1. Sync rsync repository to S3.
```bash
$ RUST_LOG=info RUST_BACKTRACE=1 AWS_ACCESS_KEY_ID= AWS_SECRET_ACCESS_KEY= \
rsync-fetcher \
--src rsync://upstream/path \
--s3-url https://s3_api_endpoint --s3-region region --s3-bucket bucket --s3-prefix prefix \
--pg-url postgres://user@localhost/db \
--namespace repo_name
```
2. Serve the repository over HTTP.
```bash
$ cat > config.toml <<-EOF
bind = ["localhost:8081"]
s3_url = "https://s3_api_endpoint"
s3_region = "region"

[endpoints."out"]
namespace = "repo_name"
s3_bucket = "bucket"
s3_prefix = "prefix"

EOF

$ RUST_LOG=info RUST_BACKTRACE=1 rsync-gateway
```
3. GC old versions of files manually.
```bash
$ RUST_LOG=info RUST_BACKTRACE=1 AWS_ACCESS_KEY_ID= AWS_SECRET_ACCESS_KEY= \
rsync-gc \
--s3-url https://s3_api_endpoint --s3-region region --s3-bucket bucket --s3-prefix repo_name \
--pg-url postgres://user@localhost/db
```
> It's recommended to keep at least 2 revisions in case a gateway is still using an old revision.

## Design

File data and their metadata are stored separately.

### Data

Files are stored in S3 storage, named by their blake2b-160 hash (`//`).

### Metadata

Metadata is stored in Postgres.

An object is the smallest unit of metadata. There are three types of objects:
- **File** - a regular file, with its hash, size and mtime
- **Directory** - a directory, and its size and mtime
- **Symlink** - a symlink, with its size, mtime and target

Objects (files, directories and symlinks) are organized into revisions, which are immutable. Each revision has a unique
id, while an object may appear in multiple revisions. Revisions are further organized into repositories (namespaces),
like `debian`, `ubuntu`, etc. Repositories are mutable.

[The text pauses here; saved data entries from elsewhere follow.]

PR #2118, opened 2026-07-16
feat(website): retheme the site to a deep blue and white two-tone

samchon:
Retheme the website to a blue/white two-tone, following [ttsc.dev](https://ttsc.dev)'s composition and implementation one shade deeper, so the sibling sites read as related rather than identical.

## The palette

| Token | Value | Role |
|---|---|---|
| `--typia-blue` | `#235fa9` | primary accent, navbar, sidebar active, links |
| `--typia-blue-deep` | `#154279` | gradient start, hover, emphasis |
| `--typia-blue-mid` | `#2d73be` | gradient end |
| `--typia-blue-ink` | `#0d1f36` | body text, and code-panel background |
| `--typia-blue-soft` | `#e5effa` | tinted section background |
| `--typia-blue-wash` | `#f6fafd` | subtle fills, cards |
| `--typia-blue-border` | `#c0d4ed` | hairlines |
| `--typia-muted` | `#50647c` | secondary text |

ttsc's blue is `#3178c6` (hsl 211/60%/48%); typia's is `#235fa9` (hsl 213/66%/40%) — same family, clearly deeper.

`--typia-blue` is the **exact hex of the HSL triple** passed to Nextra's `<Head color={{hue: 213, saturation: 66, lightness: 40}}>`. Nextra derives its own primary ramp from that HSL while our CSS uses the hex, and the two must agree. ttsc maintains these independently and they have already drifted there — `hsl(211,60%,48%)` is actually `#3178c4`, not the `#3178c6` it declares. Deriving one from the other avoids inheriting that failure mode; the note in `global.css` says so.

Contrast (WCAG): ink on white 16.6:1, blue on white 6.4:1, white on blue 6.4:1, muted on white 6.1:1, navbar text on the band 9.6:1.

## Not a hue swap — an inversion

The site was **forced dark** (`defaultTheme: "dark"`, `--nextra-bg: 17,17,17`). It is now forced light, and the landing sections — which hardcoded `rgba(255,255,255,*)` for every piece of text — moved onto the palette. Section rhythm: blue hero band → white → soft → white → soft → white.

A revision can be in one of the following states:

- **Live** - a live revision is a revision in production, which is ready to be served. There can be multiple live
revisions, but only the latest one is served by the gateway.
- **Partial** - a partial revision is a revision that is still being updated. It's not ready to be served yet.
- **Stale** - a stale revision is a revision that is no longer in production, and is ready to be garbage collected.

## Migration

### Migration from v0.3.x to v0.4.x

v0.4.x switched from Redis to Postgres for storing metadata, greatly improving the performance of many operations and
reducing the storage usage.

Use `rsync-migration redis-to-pg` to migrate old metadata to the new database. Note that you can only migrate from
v0.3.x to v0.4.x, and you can't migrate from v0.2.x to v0.4.x directly.

The old Redis database is not modified.

### Migrating from v0.2.x to v0.3.x

v0.3.x uses a new encoding for file metadata, which is incompatible with v0.2.x. Trying to use v0.3.x on old data will
fail.

Use `rsync-migration upgrade-encoding` to upgrade the encoding.

This is a destructive operation, so make sure you have a backup of the database before running it. It does nothing
without the `--do` flag.

The new encoding is actually introduced in v0.2.12 by accident. `rsync-gateway` between v0.2.12 and v0.3.0 can't parse
old metadata correctly and return garbage data. No data is lost though, so if you used any version between v0.2.12 and
v0.3.0, you can still use `rsync-migration` to migrate to the new encoding.